====== Data excerpts ======
PR #5788, opened 2026-03-25
5767 - Render tree

sorja:
image

Purpose: Render tree and remove TablePaginated

Next: Add functionality + clean up style


src/client/pages/CountryHome/Repository/RepositoryList/hooks/useItems.ts
```diff
@@ -0,0 +1,28 @@
...
+    ? `${ApiEndPoint.CycleData.Repository.tree()}?global=true`
+    : ApiEndPoint.CycleData.Repository.tree()
+
+  useEffect((): void => {
+    const limit: number = undefined
+    const page: number = undefined
+    dispatch(TablePaginatedActions.getData({ assessmentName, countryIso, cycleName, limit, page, path }))
+  }, [assessmentName, countryIso, cycleName, dispatch, path])
+
+  return useTablePaginatedData<RepositoryItemTree>({ path }) ?? []
```
minotogna, line 27: Better to separate hook to fetch from this .

The getter can be used in the component directly . But I guess we'll need a custom slice ?

sorja: Not to use TablePaginated store at all?
Sure - should I do it in this PR?

minotogna: Or actually we can use just the store . But the getter should be moved in the component directly

minotogna: Or not . That's fine let's see later on

minotogna (approved):

PR #5794, opened 2026-03-25
5758 - Navigation: Data errors - Add validateNodeUpdates

yaguzmang:


src/server/cache/repository/validation/getTableValidations.ts
```diff
@@ -0,0 +1,46 @@
...
+export const getTableValidations = async (props: Props): Promise<RecordTableValidationsState> => {
+  const { assessment, countryIso, cycle, tableNames } = props
+
+  const redis = RedisData.getInstance()
+  const key = getKeyCountry({ assessment, countryIso, cycle, key: Keys.Data.validations })
+
+  if (tableNames?.length) {
+    const values = await redis.hmget(key, ...tableNames)
+
+    return tableNames.reduce<RecordTableValidationsState>((acc, tableName, index) => {
```
minotogna, line 39: Is this reduce needed ? Isn't just a parse enough ?

src/server/cache/repository/validation/getTableValidations.ts
```diff
@@ -0,0 +1,46 @@
...
+      acc[tableName] = _parseTableValidations(values[index])
+      return acc
+    }, {})
+  }
+
+  const tableValidations = await redis.hgetall(key)
+
+  return Object.entries(tableValidations).reduce<RecordTableValidationsState>((acc, [tableName, validations]) => {
```
minotogna, line 48: And here as well

src/server/controller/cycleData/validations/validateNodeUpdates/validateNodeUpdates.ts
```diff
@@ -0,0 +1,64 @@
...
+      }
+      const evalProps = { assessmentName, assessments, colName, country, countryIso, cycleName, data, formula, row }
+      return ExpressionEvaluator.evalFormula<NodeValueValidation>(evalProps)
+    })
+
+    const validation = NodeValueValidations.merge(validations)
+    const validationProps = { assessment, colName, countryIso, cycle, tableName, validation, variableName }
+
+    if (validation.valid) {
+      await ValidationRedisRepository.unsetValidation(validationProps)
```
minotogna: We want to call the repository only at the end and once .

Here we should keep track of the table names + update the validation object

yaguzmang: Okay that's very similar to my approach from before so I can just revert to that. Will upload in a couple of mins.

src/server/cache/repository/validation/getTableValidations.ts
yaguzmang: Since we store the validations at table-level, in redis they are like this:


```typescript 
redisKey = validations:<assessment>:<cycle>:<country>

{
  "table_1": "{\"colA\":{\"var1\":{\"valid\":false}}}",
  "table_2": "{\"colB\":{\"var2\":{\"valid\":false}}}"
}
```


 `hmget(key, 'table_1', 'table_2')` returns:

```typescript
[
  '{"colA":{"var1":{"valid":false}}}',
  '{"colB":{"var2":{"valid":false}}}'
]
```
so we need to parse the result for each table to get:

```typescript
{
  table_1: {...},
  table_2: {...}
}

```

We do something similar in `area/getCountriesMap.ts` for example

src/server/controller/cycleData/validations/validateNodeUpdates/validateNodeUpdates.ts
yaguzmang: Done. Now we patch the tables once at the end 👍

src/server/controller/cycleData/validations/validateNodeUpdates/validateNodeUpdates.ts
```diff
@@ -0,0 +1,112 @@
...
+  context: Context
+}
+
+export const validateNodeUpdates = async (props: Props): Promise<void> => {
+  const { context } = props
+  const { assessment, assessments, country, countryIso, cycle, data, rows, tableNames } = context
+  const { name: assessmentName } = assessment.props
+  const { name: cycleName } = cycle
+  const queue = context.queue.splice(0)
+  const tableValidations = await ValidationRedisRepository.getTableValidations({
```
minotogna: Should this be initialized in the context ?

src/server/controller/cycleData/validations/validateNodeUpdates/validateNodeUpdates.ts
```diff
@@ -0,0 +1,112 @@
...
+    assessment,
+    countryIso,
+    cycle,
+    tableNames,
+  })
+  const touchedTableNames = new Set<TableName>()
+
+  await Promises.each(queue, async (variable: VariableCache) => {
```
minotogna: Maybe you don't need a promise here ?

src/server/controller/cycleData/validations/validateNodeUpdates/validateNodeUpdates.ts
```diff
@@ -0,0 +1,112 @@
...
+      path: [tableName, colName, variableName],
+      value: validation,
+    })
+  })
+
+  if (touchedTableNames.size === 0) {
+    return
+  }
+
+  await ValidationRedisRepository.setTableValidations({
```
minotogna: Should we call the repos outside ? Because also we'll need to return the results and pass the updated tables to clients via websockets .
I would leave this method pure , in the sense it will validate only

src/server/cache/repository/validation/setTableValidations.ts
```diff
@@ -0,0 +1,48 @@
...
+    const tableValidation = tableValidations[tableName] ?? {}
+
+    if (!Objects.isEmpty(tableValidation)) {
+      acc[tableName] = JSON.stringify(tableValidation)
+    }
+
+    return acc
+  }, {})
+
+  const tableNamesToDelete = tableNames.filter((tableName) => Objects.isEmpty(tableValidations[tableName] ?? {}))
```
minotogna: What if we just set an empty object if the validation is valid ?

src/server/controller/cycleData/validations/validateNodeUpdates/validateNodeUpdates.ts
yaguzmang: I could rollback to a previous flow mentioned in the last PR, without `contextResult.ts`:

`validateNodeUpdates.ts` -> returns `setValidations` and `unsetValidations`
with that result, we call outside `ValidationRedisRepository.applyTableValidationPatch` which inside gets the current cached validations and updates them (so we can get rid of line 44 here as well).
From there we can safely return the results which we know are already in cache:

```typescript
const { tableValidations } = await ValidationRedisRepository.applyTableValidationPatch({
    setValidations,
    unsetValidations,
    ...
 })
```

what do you think?

minotogna: Better to update directly the validation object  and return the updated table names .

yaguzmang: Done 👍

src/server/controller/cycleData/validations/context/contextFactory.ts
```diff
@@ -159,8 +160,16 @@ export class ContextFactory extends BaseContextBuilder {
...
+    const { countryIso } = country
+    const tableNames = Array.from(this.#tableNames)
     const { assessments, data } = await this.#dataContextBuilder.getData()
     const rows = await RowRedisRepository.getRows({ assessment, rowKeys: Array.from(this.#rowKeys) })
+    const tableValidations = await ValidationRedisRepository.getTableValidations({
+      assessment,
+      countryIso,
+      cycle,
+      tableNames,
+    })
```
minotogna, line 172: Any chance to use Promise.all ?

src/server/controller/cycleData/validations/validateNodeUpdates/validateNodeUpdates.ts
```diff
@@ -0,0 +1,95 @@
...
+import { Promises } from 'utils/promises'
+
+import { Context } from 'server/controller/cycleData/validations/context/context'
+import { shouldSkipValidationFormula } from 'server/controller/cycleData/validations/shouldSkipValidationFormula'
+
+type RemoveValidationProps = {
+  colName: string
+  tableName: TableName
+  tableValidations: RecordTableValidationsState
+  variableName: string
```
minotogna: We also have types for ColName and VariableName

src/server/controller/cycleData/validations/validateNodeUpdates/validateNodeUpdates.ts
```diff
@@ -0,0 +1,95 @@
...
+export const validateNodeUpdates = async (props: Props): Promise<Array<TableName>> => {
+  const { context } = props
+  const { assessment, assessments, country, countryIso, cycle, data, rows, tableValidations } = context
+  const { name: assessmentName } = assessment.props
+  const { name: cycleName } = cycle
+  const queue = context.queue.splice(0)
+  const touchedTableNames = new Set<TableName>()
+
+  await Promises.each(queue, (variable: VariableCache) => {
+    if (Objects.isNil(variable)) {
```
minotogna: Can this happen ?

src/server/controller/cycleData/validations/validateNodeUpdates/validateNodeUpdates.ts
```diff
@@ -0,0 +1,95 @@
...
+      return
+    }
+
+    const { colName, tableName, variableName } = variable
+
+    if (Objects.isEmpty(colName)) {
```
minotogna: And this ?

src/server/controller/cycleData/validations/validateNodeUpdates/validateNodeUpdates.ts
```diff
@@ -0,0 +1,95 @@
...
+    if (Objects.isNil(row) || Objects.isNil(col)) {
+      _removeValidation({ colName, tableName, tableValidations, variableName })
+      return
+    }
+
+    if (Objects.isEmpty(validateFns) || Objects.isEmpty(row.props.variableName)) {
+      _removeValidation({ colName, tableName, tableValidations, variableName })
+      return
+    }
+
```
minotogna, line 62: These two remove validation cases above are fishy .

src/server/controller/cycleData/validations/validateNodeUpdates/validateNodeUpdates.ts
yaguzmang: in `VariableCache` colName is defined with 

` colName?: ColName // TODO: will colName become mandatory when handling dependencies by col ?`

So I had added the check in case, but at this point it in the flow it is redundant. Removed it :+1:

src/server/controller/cycleData/validations/validateNodeUpdates/validateNodeUpdates.ts
yaguzmang: Updated to:

- if row/col can't be resolved -> throw an error since metadata/cache is inconsistent
- if validateFns is empty -> remove the cached validation because the node no longer has validation rules

src/server/cache/repository/validation/setTableValidations.ts
yaguzmang: Sure that works too and will help a bit in the FE. Added 👍

src/server/controller/cycleData/validations/validateNodeUpdates/validateNodeUpdates.ts
minotogna: Nice 😊 thank you

minotogna (approved):

PR #5803, opened 2026-03-30
5767 - Repository: Toolbar and Zebra-coloring

sorja:
https://github.com/user-attachments/assets/1ea2e90e-7b94-4f3a-9a7b-f2004154aac5

Scope of PR:
- Add toolbar
- Add zebra

Next PR:
- Sort on click

image


sorja:
I know that the UI is not aligned perfectly (e.g. badges: they are too close to the border...) 
I am planning to do a final UI clean up when all building pieces are in place.

For UI missing: Another toolbar on top with search/filter

Do we need badges? Should it just be text? Even colorless text...?

minotogna (approved):

PR #5804, opened 2026-03-30
5758 - Navigation: Data errors - Update validations

yaguzmang:


minotogna (commented):
@yaguzmang at the beginning we don't want a worker , but to validate the nodes after they get updated

yaguzmang:
> @yaguzmang at the beginning we don't want a worker , but to validate the nodes after they get updated

@minotogna in `src/server/controller/cycleData/updateDependencies/updateDependents.ts`, after running the calculations it will call this worker through `scheduleUpdateValidations(...)` . I can include that in this PR, would that work?

minotogna:
> > @yaguzmang at the beginning we don't want a worker , but to validate the nodes after they get updated
> 
> 
> 
> @minotogna in `src/server/controller/cycleData/updateDependencies/updateDependents.ts`, after running the calculations it will call this worker through `scheduleUpdateValidations(...)` . I can include that in this PR, would that work? 

Even at the next pr @yaguzmang . Let me take another look at this pr 😉

minotogna:
> > @yaguzmang at the beginning we don't want a worker , but to validate the nodes after they get updated
> 
> 
> 
> @minotogna in `src/server/controller/cycleData/updateDependencies/updateDependents.ts`, after running the calculations it will call this worker through `scheduleUpdateValidations(...)` . I can include that in this PR, would that work? 

Do we need a queue @yaguzmang ? We're not using it for the calculations atm ? If not , let's not add this code then

yaguzmang:
> > > @yaguzmang at the beginning we don't want a worker , but to validate the nodes after they get updated
> > 
> > 
> > @minotogna in `src/server/controller/cycleData/updateDependencies/updateDependents.ts`, after running the calculations it will call this worker through `scheduleUpdateValidations(...)` . I can include that in this PR, would that work?
> 
> Do we need a queue @yaguzmang ? We're not using it for the calculations atm ? If not , let's not add this code then

@minotogna `updateDependencies` uses the queue to schedule external dependant updates. Since we wanted to mirror that structure, I added a queue here too to do the same with external validations. What do you think?

minotogna:
> > > > @yaguzmang at the beginning we don't want a worker , but to validate the nodes after they get updated
> 
> > > 
> 
> > > 
> 
> > > @minotogna in `src/server/controller/cycleData/updateDependencies/updateDependents.ts`, after running the calculations it will call this worker through `scheduleUpdateValidations(...)` . I can include that in this PR, would that work?
> 
> > 
> 
> > Do we need a queue @yaguzmang ? We're not using it for the calculations atm ? If not , let's not add this code then
> 
> 
> 
> @minotogna `updateDependencies` uses the queue to schedule external dependant updates. Since we wanted to mirror that structure, I added a queue here too to do the same with external validations. What do you think? 

Those are external dependencies. 
We need to validate after the normal flow . It will a synchronous process . 
I doubt we need a queue now @yaguzmang 
After updating dependencies , we need to validate

src/server/controller/cycleData/updateDependencies/updateDependents.ts
yaguzmang: Can a node have validation dependants while not having any calculation dependants? if so, we need to call update validation before this early return as well.

yaguzmang:
@minotogna PR updated based on comments 👍

src/server/controller/cycleData/updateDependencies/updateDependents.ts
minotogna: True . Can you investigate the best place where to run the validations on value update ?

yaguzmang: Checked redis and yes, there are multiple examples
- `fra-2025`: `disturbances.other` validates `insects`, `diseases`, `severe_weather_events`, `other`
- `fra-2025`: `contactPersons.expectedYearForNextCountryReportUpdate` validates `reportLastUpdate.reportLastUpdate`
etc.

Added a call to `updateValidations` before resolving when there are no calculation dependants 👍, now both cases covered.
This is still the best place to call the validations

src/server/controller/cycleData/updateDependencies/updateDependents.ts
```diff
@@ -16,18 +16,20 @@ type Props = Omit<UpdateDependenciesProps, 'client'> & {
...
-  const dependants = nodes.flatMap(({ tableName, variableName }) => {
-    return AssessmentMetaCaches.getCalculationsDependants({ assessment, cycle, tableName, variableName })
+  // avoid executing worker when nodes have no calculation dependents.
+  const hasCalculationDependants = nodes.some(({ tableName, variableName }) => {
+    return AssessmentMetaCaches.getCalculationsDependants({ assessment, cycle, tableName, variableName }).length > 0
   })
-  if (dependants.length === 0 && !includeSourceNodes) {
+  if (!hasCalculationDependants && !includeSourceNodes) {
+    // nodes with no calculation dependents may have validation dependents
+    await updateValidations({ assessment, country, cycle, nodeUpdates: props.nodeUpdates, notifyClients })
```
minotogna: It is best if we call this only once , because after there will be socket events to emit as well , it's better not to duplicate

yaguzmang: I edited the function structure a bit so it's easy to follow and so we call this once 👍

src/server/controller/cycleData/updateDependencies/updateDependents.ts
```diff
@@ -1,57 +1,69 @@
...
   // 3. schedule external assessment/cycle updates
-  await Promises.each(externalDependants, async (externalNodeUpdates) => {
-    Logger.debug(
-      `[updateDependencies] [job-${job.id}] scheduling ${externalNodeUpdates.nodes.length} external dependents`
-    )
+  await Promises.each(workerResult.externalDependants, async (externalNodeUpdates) => {
+    Logger.debug(`[updateDependencies] [${logKey}] scheduling ${externalNodeUpdates.nodes.length} external dependents`)
     await updateExternalDependents({ countryIso, nodeUpdates: externalNodeUpdates, notifyClients, user }, client)
   })
+  // TODO: Update external validations
```
minotogna, line 66: @yaguzmang this is not a use case at the moment and it can be skipped for simplicity

minotogna (approved):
======
Exercise:
All lines with the string "badges" must be copied from the data.

Exercise response:
I know that the UI is not aligned perfectly (e.g. badges: they are too close to the border...) 
Do we need badges? Should it just be text? Even colorless text...?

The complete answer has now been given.